A fresh wave of 16 organisations have joined the government’s register of flexi-job apprenticeship agencies following the latest round of applications where only half of bids were successful.
The register was launched in February last year, with those organisations effectively acting as employers for apprentices in industries such as construction and creative arts where they cannot be placed for a year because of the short-term nature of projects.
The organisations provide an anchor for the administration and support of apprentices, who work for several different companies over the duration of their course.
Fifteen organisations were included on the register at the launch, but two dropped off by October and another one joined.
The Department for Education opened applications in the autumn for new additions, confirming it had received 30 applications. At the time, it said it hoped to test the approach in new sectors.
The updated list published last week included 16 fresh names, while no more have quit the register.
The new names include those in industries such as pharmaceutical, sports and life sciences, along with more names in already represented sectors such as construction and engineering. His Majesty’s Prison and Probation Service (HMPPS) has also made the list.
According to the DfE, HMPPS’s inclusion on the list is to facilitate flexi-job apprenticeships for prisoners once a programme has been developed.
It comes following a change in legislation which allowed prisoners to start work as apprentices in October.
Up to 300 prisoners are expected to be recruited onto apprenticeships by 2025.
The DfE said that the 16 new additions had all identified barriers that had prevented employers taking up apprentices.
However, all 16 have joined the register only, and not been given any grant funding.
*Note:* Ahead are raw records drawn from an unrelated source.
PR #4820, opened 2020-03-23
boehm_gc:  fix for "mmap(PROT_NONE) failed" in building GNU Guile 2.2.7 

mgubi:
The build of Guile 2.2.7 aborts with the following error
```
mmap(PROT_NONE) failed
```
which is due to the GC. This new patch solves the problem. I've also submitted an issue upstream.  The patch follows what happens in other architectures: see
(https://github.com/ivmai/bdwgc/blob/master/os_dep.c) line 2578 in the upcoming 1.0 version of the GC.

### DIFF
--- a/dev-libs/boehm_gc/boehm_gc-8.0.4.recipe
+++ b/dev-libs/boehm_gc/boehm_gc-8.0.4.recipe
@@ -22,6 +22,7 @@ REVISION="1"
 SOURCE_URI="https://github.com/ivmai/bdwgc/releases/download/v$portVersion/gc-$portVersion.tar.gz"
 CHECKSUM_SHA256="436a0ddc67b1ac0b0405b61a9675bca9e075c8156f4debd1d06f3a56c7cd289d"
 SOURCE_DIR="gc-$portVersion"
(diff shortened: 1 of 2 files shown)


dev-libs/boehm_gc/boehm_gc-8.0.4.recipe
```diff
@@ -22,6 +22,7 @@ REVISION="1"
 SOURCE_URI="https://github.com/ivmai/bdwgc/releases/download/v$portVersion/gc-$portVersion.tar.gz"
 CHECKSUM_SHA256="436a0ddc67b1ac0b0405b61a9675bca9e075c8156f4debd1d06f3a56c7cd289d"
 SOURCE_DIR="gc-$portVersion"
+PATCHES="boehm_gc-8.0.4.patchset"
```
diversys: Please use $portVersion instead of 8.0.4

diversys:
Please bump revision so the package can be rebuilt.

diversys:
Almost there! Please add more meaningful commit message to your fix in the patchset and rename this PR to "boehm_gc: fix crash". Thanks!

PR #4830, opened 2020-03-27
qtermwidget Add recipe

khallebal:
The recipe still doesn't work, i still don't see what's wrong with it? please take a closer look at it, i'm really clueless right now.

### DIFF
--- a/dev-qt/qtermwidget/patches/qtermwidget-0.14.1.patchset
+++ b/dev-qt/qtermwidget/patches/qtermwidget-0.14.1.patchset
@@ -1,0 +1,104 @@
+From bf2600d18ee7697fb03cf23a9d3a31bf73b0b07d Mon Sep 17 00:00:00 2001
+From: Khaled <khallbal@gmail.com>
+Date: Thu, 26 Mar 2020 14:32:27 +0100
+Subject: Disable utmp.h/utmpx.h stuff, missing in haiku
+
+
+diff --git a/lib/kpty.cpp b/lib/kpty.cpp
+index 542bde3..e66d437 100644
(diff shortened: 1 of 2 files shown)


extrowerk:
My buildlog :
http://0x0.st/iBv0.txt

extrowerk:
Adding the missing #endif to the ```lib/qtermwidget.cpp``` (line 273) build suceeded.

extrowerk:
It seems there is no tests, the example program builds fine and can run it from Terminal, but it complains about many things. Have you tested with something else? Did it work?

khallebal:
> Have you tested with something else? Did it work?

No not yet it's just a dependcy of the qterminal app, as you can see i got stuck with the recipe, i fixed the missing #endif and pushed it, my local recipe is still not working, i don't know what's wrong with my setup, can you please merge it so i can try to build it from the official repo?

extrowerk:
Remove the work folder and try again.
Nope, i won't merge it, as we need to know first if it actually works or not.

khallebal:
The terminal example starts up the menu works but it deosn't have a prompt and you can't type anything in it, so abviously the utmp/utmpx code is needed for this to work but haiku has no support for it yet, so i'm gonna have to give up on it as i don't know how to make it work without it.

extrowerk:
Utmpx is posix (but dont know which posix version). You can create an enhancement ticket for it at the Haiku bugtracker.

khallebal:
yeah, it's posix and of the latest i think? and there is already a 10 year old ticket about it but nobody implemented it partly because haiku is mono user and the kernel is missing some stuff as well if i'm not mistaking.

PR #4834, opened 2020-03-29
freac: bump to 1.1.0

enzo1982:


diversys:
`addAppDeskbarSymlink "$appsDir"/freac fre:ac
`
This link doesn't work

enzo1982:
> `addAppDeskbarSymlink "$appsDir"/freac fre:ac `
> This link doesn't work

Looks like this is related to how the application ID passed to BApplication is constructed in my class library. The ID does not match the one stored in the application resources unless the link is called freac without the colon.

This still worked with Beta 1, but fails with hrev54017. But I think it's something that should be fixed on my end.

Thank you for bringing this up! I'll send another PR changing the link for now.

diversys:
Removing ":" from the link name seems to work around it.

enzo1982:
Yes, #4835 should fix it.

I'll re-introduce the colon once I have the root-cause fixed in my class library. Probably with the next update in a few weeks.

PR #4844, opened 2020-04-04
LibreOffice: add several fonts families to requires

### LINKED ISSUE #4842: Include LibreOffice bundled fonts
LibreOffice comes with a number of fonts bundled [with it](https://github.com/LibreOffice/core/tree/master/external/more_fonts), however on Haiku these fonts are not available. It is imperative to have these at least with LibreOffice, since they include metric-compatible MS Fonts substitutes to avoid formatting problems.

bitigchi:
Closes #4842.


waddlesplash:
We should probably package the fonts separately IMO?

bitigchi:
Packaging the fonts separately only works if all the bundled fonts are available in HaikuDepot. LO provides fonts like Carlito and Caladea, which are required for metric compatibility with fonts like Calibri and Cambria.

diversys:
I think you can add them all at the top of requires.

app-office/libreoffice/libreoffice-6.4.3.1.recipe
```diff
@@ -48,6 +48,20 @@ PROVIDES="
...
+	liberation_fonts
+	libertine
+	noto
+	noto_emoji
+	noto_chroscore
+	noto_condensed
+	noto_regional
+	noto_sans_cjk
+	noto_serif_cjk
+	source_pro
```
waddlesplash, line 64: I don't think there's a reason to add the Fira or Noto fonts, is there?

bitigchi: I added Noto Fonts as per @diversys's suggestion in case there is a system font change. I also agree with his suggestion, plus we need to make sure Asian languages are well supported.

It raises questions as to whether any more grant funding will be forthcoming for future additions.
According to the DfE, around £5 million in grant funding has been given to 11 organisations on the register since its launch.
It said that it currently had no plans for further grant funding for flexi-jobs.
For the existing agencies on the register, the DfE said five have opted to expand the sectors or regions they deliver in: Evolve Apprenticeships Ltd, Inspire ATA Ltd, Mid Yorkshire Chamber of Commerce, TrAC, and En:Able Futures.
In October, FE Week reported that two organisations – HR Provider Ltd and Nottingham College Services – were no longer on the register.
HR Provider did not comment on its reasons, but Nottingham College Services said it withdrew from the scheme due to low demand.
ScreenSkills had previously raised concerns over future funding uncertainty, explaining that film and TV industry firms already pay the apprenticeship levy, apprentice wages and associated on-costs, and would not be realistic to expect them to fund a support service like ScreenSkills once government grant funding dries up.
Sara Whybrew, apprenticeship and policy consultant said its grant funding arrangement runs until the end of March with no further grant funding beyond that, meaning its “current FJAA model may be wound down, but we’re still exploring options”.
It has reiterated its position that it would like to see some of the levy ringfenced to fund intermediary body services to aid employers and manage apprenticeship opportunities.